Task description
Read through the listing, and wherever a line holds the word "users", return it.

>>>>>

PR #3, opened 2016-01-08
Add List koans

Maikon:
@heruku 

Initial draft for lists koans. Suggestions and ideas for names, additional koans, modification of existing or anything else, are welcomed.

### DIFF
--- a/lib/koans/lists.ex
+++ b/lib/koans/lists.ex
@@ -1,7 +1,68 @@
 defmodule Lists do
   use Koans
 
-  koan "We shall contemplate truth by testing reality, via equality" do
-    assert List.first([1, 2, 3]) == 2
+  koan "We can see what is ahead" do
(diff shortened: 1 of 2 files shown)


lib/koans/lists.ex
```diff
@@ -1,7 +1,103 @@
...
+
+  koan "Order is bound by nature's laws" do
+    result_one = List.insert_at([1, 2, 3], 10, 4)
+    result_two = List.insert_at([1, 2, 3], -1, 4)
+
+    assert result_one == [1, 2, 3, 4]
+    assert result_two == [1, 2, 3, 4]
+  end
+
+  koan "Updating an existing element can be more complex" do
```
heruku: I was thinking that maybe functions should come after lists. In that case, this kata could be confusing to users :)

PR #14, opened 2016-01-08
Add support for blanks in assertions

heruku:
This is done by wrapping the ExUnit assertions that we use. Instead of calling ExUnit straight, the `BlankAssertions` module intercepts calls and does one of two things:

  * If the assertion contains a blank, it is failed immediately. ExUnit is never called and the failing expression is printed
  * If the assertions does not contain a blank, just delegates to ExUnit and lets it handle the assertion.


Maikon:
:+1: :100:

heruku:
This closes #14

PR #16, opened 2016-01-09
WIP: Start work maps

felipesere:
I want to start a discussion on what methods should be taught in the koans.
Once that is settled I will re-rewrite the examples to be more realistic, probably working on a map that represents a person.

### DIFF
--- a/lib/koans/03_maps.ex
+++ b/lib/koans/03_maps.ex
@@ -1,0 +1,59 @@
+defmodule Maps do
+  use Koans
+
+  koan "Maps have keys and values" do
+    assert %{ :the_key => "some value" } == %{ :the_key => "some value"}
+  end
+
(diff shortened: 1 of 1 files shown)


lib/koans/03_maps.ex
```diff
@@ -0,0 +1,59 @@
...
+
+  koan "Has keys" do
+    assert Map.keys(%{ :a => "A", :b => "B" }) == [:a, :b]
+  end
+
+  koan "Has values" do
+    assert Map.values(%{ :a => "A", :b => "B" }) == ["A", "B"]
+  end
+
+  koan "Can read values based on a key" do
```
heruku: I would split the first two into separate koans and possibly leave the `fetch!` version out for now.

PR #17, opened 2016-01-13
Intercept and print compile errors in a nicer way.

### LINKED ISSUE #4: Handle compile errors more gracefully
When the user saves a file with a compile error, the auto-runner does the right thing and keeps running, but the error is a bit scary:

screen shot 2016-01-08 at 15 54 37

Most of this is irrelevant to the user and we should be able to get rid of it.

ukutaht:
This PR changes the error formatting for compiler errors:
  * Only print the first two lines of the stacktrace to hide the runner internals from the trace.
  * It doesn't print the message about workers shutting down. That message is not useful to users.

Closes #4

### DIFF
--- a/lib/display.ex
+++ b/lib/display.ex
@@ -24,6 +24,11 @@ defmodule Display do
     "Assertion failed in #{source_file(module)}:#{line_number(expr)}"
   end
 
+  def format_compile_error(error) do
+    trace = System.stacktrace |> Enum.take(2)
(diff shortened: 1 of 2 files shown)


felipesere:
+1 LGTM.

ukutaht:
We'll have to make sure that the stack trace is sufficient for the function koans. Merging for now though.

PR #28, opened 2016-03-06
Basic Koans about structs

felipesere:


lib/koans/08_structs.ex
```diff
@@ -0,0 +1,59 @@
+defmodule Structs do
+  use Koans
+
+  defmodule Person do
+    defstruct [:name, :age ]
+  end
+
+  koan "structs are defined and named after a module" do
+    assert %Person{}
```
ukutaht: I understand the intention here but where would we leave a blank here? `assert __`  feels a bit strange to me

lib/watcher.ex
```diff
@@ -4,7 +4,7 @@ defmodule Watcher do
   def callback(file, events)  do
     if Enum.member?(events, :modified) do
       try do
-        [{mod, _}] = Code.load_file(file)
+        [{mod, _} | _] = Code.load_file(file)
```
ukutaht: What does this change?

felipesere: Structs are defined within a module, when I add a 
```
defmodule MyStruct do
  defstruct ...
defmodule
``` 
within a koan I get more than a single module. 
The previous version forced a single element in the list and failed the match.

lib/koans/08_structs.ex
felipesere: Yeah, I wanted some way to show how to create structs without going to deep. I can remove that koan.

PR #29, opened 2016-03-06
Koans about processes.

felipesere:
~~Includes fairly clunky infrastructure to show the right line number when a blank assertion fails.~~

### DIFF
--- a/lib/display.ex
+++ b/lib/display.ex
@@ -24,7 +24,8 @@ defmodule Display do
   end
 
   def display_failed_assertion(module, expr) do
-    "Assertion failed in #{source_file(module)}:#{line_number(expr)}"
+    file = source_file(module)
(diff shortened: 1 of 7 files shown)


lib/display.ex
```diff
@@ -31,10 +32,39 @@ defmodule Display do
     IO.puts(format_red(Exception.format(:error, error, trace)))
   end
 
-  defp line_number({_, [line: line], _}) do
-    line
+  defp line_number({_, [line: line], _}, in: _), do: line
+  defp line_number(expr, in: file) do
```
ukutaht: What was the problem here? Was it reporting the wrong line numbers?

felipesere: When doing `assert_receive <expr>` all I get passed in as the first argument to `line_number` is literally `<expr>`. I don't know if I have an error before that gets even called?

PR #32, opened 2016-03-07
Start basic pattern matching koans

ukutaht:
review @felipesere @Maikon

### DIFF
--- a/lib/koans/09_pattern_matching.ex
+++ b/lib/koans/09_pattern_matching.ex
@@ -59,11 +59,11 @@ defmodule PatternMatching do
   end
 
   koan "errors are shaped differently than sucessful results" do
-    result = case Integer.parse("obviously not a number") do
-      {parsed, _} -> parsed
-      :error -> 0
+    result = case Map.fetch(%{}, :obviously_not_a_key) do
+      {:ok, val} -> val
+      :error -> "not present"
     end
 
-    assert result == 0
+    assert result == "not present"
   end
 end
--- a/lib/koans/09_pattern_matching.ex
+++ b/lib/koans/09_pattern_matching.ex
@@ -6,9 +6,10 @@ defmodule PatternMatching do
   end
 
   koan "patterns can be used to pull things apart" do
-    [head | _tail] = [1,2,3,4]
+    [head | tail] = [1,2,3,4]
 
     assert head == 1
+    assert tail == [2,3,4]
   end
 
   koan "or put them back together" do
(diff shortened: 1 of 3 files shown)


lib/koans/09_pattern_matching.ex
```diff
@@ -0,0 +1,62 @@
...
+  use Koans
+
+  koan "one matches one" do
+    assert match?(1, 1)
+  end
+
+  koan "patterns can be used to pull things apart" do
+    [head | _tail] = [1,2,3,4]
+
+    assert head == 1
```
felipesere: I'd keep `tail` and also assert on it. 
Then introduce `_something` as away to explicitly ignore things.

lib/koans/09_pattern_matching.ex
```diff
@@ -0,0 +1,62 @@
...
+  koan "the pattern can make assertions about what it expects" do
+    the_list = [1, 2, 3]
+
+    assert match?([1, _, _], the_list)
+    refute match?([2, _, _], the_list)
+  end
+
+  def make_noise(%{type: "cat"}), do: "Meow"
+  def make_noise(%{type: "dog"}), do: "Woof"
+  def make_noise(_), do: "Eh?"
```
felipesere: same here: `_anything`?

lib/koans/09_pattern_matching.ex
```diff
@@ -0,0 +1,62 @@
...
+    snake = %{type: "snake", legs: 0, age: 20, color: "black"}
+
+    assert make_noise(dog) == "Woof"
+    assert make_noise(cat) == "Meow"
+    assert make_noise(snake) == "Eh?"
+  end
+
+  koan "errors are shaped differently than sucessful results" do
+    result = case Integer.parse("obviously not a number") do
+      {parsed, _} -> parsed
```
felipesere: This should probably be `{:ok, parsed}`

ukutaht: `Integer.parse` is actually weird
screen shot 2016-03-07 at 11 02 06


Maybe it's not the best function to show off error handling because you're right, `{:ok, result}` is way more common. Any ideas for what standard library function we could use here to demonstrate patterns in error handling?

felipesere: `{:error} == Enum.fetch([1,2,3], 50)`
vs
`{:ok, x} == Enum.fetch([7,8,9],2)`

felipesere: Or we can just call our own function...

felipesere:
LGTM

PR #37, opened 2016-03-08
Squash compiler warnings.

felipesere:


lib/koans/07_arithmetic.ex
```diff
@@ -53,8 +53,9 @@ defmodule Arithmetic do
   end
 
   koan "it can not divide by zero" do
```
ukutaht: I think arithmetic is a pretty basic koan so it may be too early to introduce anonymous function syntax here. I didn't find a way to suppress this warning easily either. What do you think about just deleting this for now?

felipesere: Will do.

PR #40, opened 2016-03-09
WIP Feedback

Maikon:
Here's some ideas for exposing these ideas in a simple way. Open to feedback of course.

### DIFF
--- a/lib/koans/05_functions.ex
+++ b/lib/koans/05_functions.ex
@@ -92,4 +92,13 @@ defmodule Functions do
   koan "You can 'capture' functions if you want to pass them around as values" do
     assert multiply_then_call(2, &square/1) == 100
   end
+
+  koan "functions can be combined elegantly with the pipe operator" do
+    result = "full-name"
+    |> String.split("-")
+    |> Enum.map(&(String.capitalize(&1)))
+    |> Enum.join(" ")
+
+    assert result == "Full Name"
+  end
 end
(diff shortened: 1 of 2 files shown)


lib/koans/05_functions.ex
```diff
@@ -92,4 +92,13 @@ defmodule Functions do
   koan "You can 'capture' functions if you want to pass them around as values" do
     assert multiply_then_call(2, &square/1) == 100
   end
+
+  koan "functions can be combined elegantly with the pipe operator" do
```
ukutaht: :+1:

lib/koans/09_pattern_matching.ex
```diff
@@ -5,6 +5,16 @@ defmodule PatternMatching do
     assert match?(1, 1)
   end
 
+  koan "a pattern can change" do
```
ukutaht: Don't really see where the blanks would go in these two. Unfortunately I don't have a better suggestion currently either...

felipesere:
Is there a way to expose how the pipe works? 
It's important to know that it puts the result of the previous function as the *first* argument of the next function.

lib/koans/09_pattern_matching.ex
felipesere: can you do 
```assert ^a == :__``` ?

Maikon: You can indeed do `assert ^a == :__`

Maikon:
I'm not sure how else to expose the pipe idea Felipe. I think the above (manipulating a string) it's the most basic thing I came up with. The other thing is people will roughly know that `map` takes two args and will figure out the same for the other functions having gone through most of the koans in this module before they get to the pipe. That's sort of part of the self-discovery process I guess :neutral_face:

PR #41, opened 2016-03-10
Test our koans

felipesere:
Sample how we could test our koans.

The principle is _simple-ish_:
create two functions: with no arguments used during regular koan evaluation and one with a single argument called `answer` for testing.

The function with the argument has a modified AST which replaces the `:__` with `argument`.

In the tests we then have a runner that calls that function with a proper argument, i.e. the answer to the koan.


felipesere:
@Maikon @ukutaht have a look before we proceed to test the remaining Modules.

Let's also think about what data structure we want for the answers. Right now its a simple list.

PR #44, opened 2016-03-14
Extract answers

felipesere:
* [x] Equalities (on master already)
* [x] Lists (on master already)
* [x] Maps
* [x] Strings
* [x] Functions
* [x] Enum
* [x] Arithmetic
* [x] Structs
* [x] Pattern Matching
* [x] Processes
* [x] Tasks
* [x] Tuples

### DIFF
--- a/lib/koans/12_tuples.ex
+++ b/lib/koans/12_tuples.ex
@@ -21,20 +21,12 @@ defmodule Tuples do
     assert Tuple.insert_at({:a, "hi"}, 1, :new_thing) == :__
   end
 
-  koan "...avoid falling of the edge" do
-    assert_raise :__, fn ->  Tuple.insert_at({:a, "hi"}, 12, :new_thing) end
-  end
-
   koan "add things at the end" do
     assert Tuple.append({"Huey", "Dewey"}, "Louie") == :__
   end
 
   koan "or also remove them" do
     assert Tuple.delete_at({:this, :is, :not, :awesome}, 2) == :__
-  end
-
-  koan "you can't delete what you don't have" do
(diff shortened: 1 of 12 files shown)


lib/koans/12_tuples.ex
```diff
@@ -0,0 +1,43 @@
...
+  koan "you can change individual elements of a tuple" do
+    assert put_elem({:a, "hi"}, 1, "bye") == :__
+  end
+
+  koan "you can also simply extend a tuple with new stuff" do
+    assert Tuple.insert_at({:a, "hi"}, 1, :new_thing) == :__
+  end
+
+  koan "...avoid falling of the edge" do
+    assert_raise :__, fn ->  Tuple.insert_at({:a, "hi"}, 12, :new_thing) end
```
ukutaht: Not sure about having a blank there.. How would the user know to fill this blank in? I guess if you have this open: http://elixir-lang.org/docs/stable/elixir/Tuple.html#insert_at/3. Are the koans supposed to be completed alongside the documentation?

I guess the overarching question is.. should I be able to figure out what the blank is by applying logic and reasoning or am I meant to swim in documentation as I'm doing these? I don't have an answer to it, just wanted to mention this.

felipesere: Tough call.  Should we put a hint on the name or even drop it altogether?
As I think through it, this kind of negative-case is close to the useless-edge.
You learn naturally about exceptions as they happen :smile:

ukutaht: :+1: Let's get rid of this then.

PR #50, opened 2016-03-20
Improve some descriptions a little bit

ukutaht:


lib/koans/05_lists.ex
```diff
@@ -9,10 +9,6 @@ defmodule Lists do
     assert List.last([1, 2, 3]) == :__
   end
 
-  koan "Diversity is embraced" do
```
felipesere: While the name is poor, I'd keep the the sentiment of the koan.
Maybe something along the lines

`koan "Lists can store anything throw at them" do`

ukutaht: Ah, I didn't realise that this is also the only koan with `++`. Will put it back in

felipesere:
LGTM.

<<<<<

Written response
heruku: I was thinking that maybe functions should come after lists. In that case, this kata could be confusing to users :)
  * It doesn't print the message about workers shutting down. That message is not useful to users.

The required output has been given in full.